What you should do ::
Show only those lines of the entries where the string "ProgrammableStageDescriptor" is found.
=-=-=-=-=
PR #32636, opened 2024-06-28
webgpu: Implement proper async pipeline creation and GPUPipelineError

### LINKED ISSUE #31591: Implement WebGPU async pipeline creation
Spec: https://gpuweb.github.io/gpuweb/#async-pipeline-creation
Stubs: https://github.com/servo/servo/pull/31194

How to do it: 

1. Store the promise on the device([here](https://github.com/servo/servo/pull/31194/files#diff-57b1e4d9cc2141b425d998d66541f5441c3e1ce4955c4713462e02132ba295e3R746)). Perhaps using a map of compute pipeline id to promise.  
2. Resolve the promise in [handle_server_msg](https://github.com/servo/servo/blob/3a5ca785d3ecc1fd6cb5a519cf1a91ac61e15c8c/components/script/dom/gpudevice.rs#L177)

sagudev:
~~This will require some changes in CTS: https://github.com/gpuweb/cts/issues/3809~~ DONE

Reviewable per commit.

---

- [x] These changes fix #31591

### DIFF
--- a/components/script/dom/gpudevice.rs
+++ b/components/script/dom/gpudevice.rs
@@ -220,135 +220,114 @@ impl GPUDevice {
         }
     }
 
-    fn parse_render_pipeline<'c>(
+    fn parse_render_pipeline(
         &self,
         descriptor: &GPURenderPipelineDescriptor,
     ) -> (
         Option<(PipelineLayoutId, Vec<BindGroupLayoutId>)>,
-        Option<RenderPipelineDescriptor<'c>>,
+        RenderPipelineDescriptor<'static>,
     ) {
-        let mut valid = true;
-
         let (layout, implicit_ids, _) = self.get_pipeline_layout_data(&descriptor.parent.layout);
 
-        let desc = if valid {
-            Some(wgpu_pipe::RenderPipelineDescriptor {
-                label: convert_label(&descriptor.parent.parent),
-                layout,
-                cache: None,
-                vertex: wgpu_pipe::VertexState {
+        let desc = wgpu_pipe::RenderPipelineDescriptor {
+            label: convert_label(&descriptor.parent.parent),
+            layout,
+            cache: None,
+            vertex: wgpu_pipe::VertexState {
+                stage: wgpu_pipe::ProgrammableStageDescriptor {
+                    module: descriptor.vertex.parent.module.id().0,
+                    entry_point: Some(Cow::Owned(descriptor.vertex.parent.entryPoint.to_string())),
+                    constants: Cow::Owned(HashMap::new()),
+                    zero_initialize_workgroup_memory: true,
+                },
+                buffers: Cow::Owned(
+                    descriptor
+                        .vertex
+                        .buffers
+                        .iter()
+                        .map(|buffer| wgpu_pipe::VertexBufferLayout {
+                            array_stride: buffer.arrayStride,
+                            step_mode: match buffer.stepMode {
+                                GPUVertexStepMode::Vertex => wgt::VertexStepMode::Vertex,
+                                GPUVertexStepMode::Instance => wgt::VertexStepMode::Instance,
+                            },
+                            attributes: Cow::Owned(
+                                buffer
+                                    .attributes
+                                    .iter()
+                                    .map(|att| wgt::VertexAttribute {
+                                        format: convert_vertex_format(att.format),
+                                        offset: att.offset,
+                                        shader_location: att.shaderLocation,
+                                    })
+                                    .collect::<Vec<_>>(),
+                            ),
+                        })
+                        .collect::<Vec<_>>(),
+                ),
+            },
+            fragment: descriptor
+                .fragment
+                .as_ref()
+                .map(|stage| wgpu_pipe::FragmentState {
                     stage: wgpu_pipe::ProgrammableStageDescriptor {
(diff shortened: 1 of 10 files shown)


sagudev:
try run: https://github.com/sagudev/servo/actions/runs/9962307544/job/27527741459

sagudev:
NOTE-TO-SELF: `webgpu:api,validation,getBindGroupLayout:index_range,auto_layout:*` also fails on firefox, open issue on wgpu.

components/script/dom/gpurenderpipeline.rs
```diff
@@ -86,13 +78,28 @@ impl GPURenderPipelineMethods for GPURenderPipeline {
...
+            .channel
+            .0
+            .send(WebGPURequest::RenderGetBindGroupLayout {
+                device_id: self.device.id().0,
+                pipeline_id: self.render_pipeline.0,
+                index,
+                id,
+            })
+        {
+            warn!("Failed to send WebGPURequest::ComputeGetBindGroupLayout {e:?}");
```
jdm, line 96: s/Compute/Render/

components/webgpu/ipc_messages/recv.rs
```diff
@@ -103,6 +103,8 @@ pub enum WebGPURequest {
         compute_pipeline_id: id::ComputePipelineId,
         descriptor: ComputePipelineDescriptor<'static>,
         implicit_ids: Option<(id::PipelineLayoutId, Vec<id::BindGroupLayoutId>)>,
+        /// present only on ASYNC versions
+        sender: Option<IpcSender<WebGPUResponse>>,
```
jdm, line 107: Should we call this async_sender, in that case?

components/webgpu/wgpu_thread.rs
```diff
@@ -448,7 +469,25 @@ impl WGPU {
                                 Some(render_pipeline_id),
                                 implicit)
                             );
-                            self.maybe_dispatch_wgpu_error(device_id, error);
+
+                            if let Some(sender) = sender {
```
jdm, line 473: It would be nice to avoid the code duplication here.

components/script/dom/gpudevice.rs
```diff
@@ -214,6 +220,139 @@ impl GPUDevice {
...
+                }),
+                multisample: wgt::MultisampleState {
+                    count: descriptor.multisample.count,
+                    mask: descriptor.multisample.mask as u64,
+                    alpha_to_coverage_enabled: descriptor.multisample.alphaToCoverageEnabled,
+                },
+                multiview: None,
+            })
+        } else {
+            /*self.dispatch_error(webgpu::Error::Validation(String::from(
```
jdm, line 348: Can we either convert this into a clearer TODO comment or remove the commented code?

components/script/dom/gpudevice.rs
```diff
@@ -214,6 +220,139 @@ impl GPUDevice {
...
+        descriptor: &GPURenderPipelineDescriptor,
+    ) -> (
+        Option<(PipelineLayoutId, Vec<BindGroupLayoutId>)>,
+        Option<RenderPipelineDescriptor<'c>>,
+    ) {
+        let mut valid = true;
+
+        let (layout, implicit_ids, _) = self.get_pipeline_layout_data(&descriptor.parent.layout);
+
+        let desc = if valid {
```
jdm, line 234: Valid is always true here. What is the intention behind this code?

components/script/dom/gpudevice.rs
```diff
@@ -214,6 +220,139 @@ impl GPUDevice {
         }
     }
 
+    fn parse_render_pipeline<'c>(
+        &self,
+        descriptor: &GPURenderPipelineDescriptor,
+    ) -> (
+        Option<(PipelineLayoutId, Vec<BindGroupLayoutId>)>,
+        Option<RenderPipelineDescriptor<'c>>,
```
jdm, line 228: `c is not related to any method argument. Is that intentional? What is the risk if the output lifetime is completely made up?

jdm (approved):

components/webgpu/wgpu_thread.rs
sagudev: You mean duplication between render/compute pipeline? They differentiate in `CreateRenderPipelineError` on `CreateComputePipelineError` and in responses they are sending, and I think dedup would require too much complexity (generics) for not enough profit (happens only twice).

jdm: 👍

components/script/dom/gpudevice.rs
sagudev: Yes, it's intentional to make it compile. Output lifetime is automatically determined by compiler (to be 'static, but the compiler cannot determine that from function signature), so rewrote it to static lifetime to make it more obvious.

components/script/dom/gpudevice.rs
sagudev: Ah, I planned to use https://docs.rs/wgpu/latest/wgpu/struct.ColorWrites.html#method.from_bits_retain to use validness check in wgpu-core, but I forgot.

sagudev: And it makes `webgpu:api,validation,render_pipeline,fragment_state:targets_write_mask:*` work.

jdm (approved):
=-=-=-=-=
Exercise response ::
+                stage: wgpu_pipe::ProgrammableStageDescriptor {
                     stage: wgpu_pipe::ProgrammableStageDescriptor {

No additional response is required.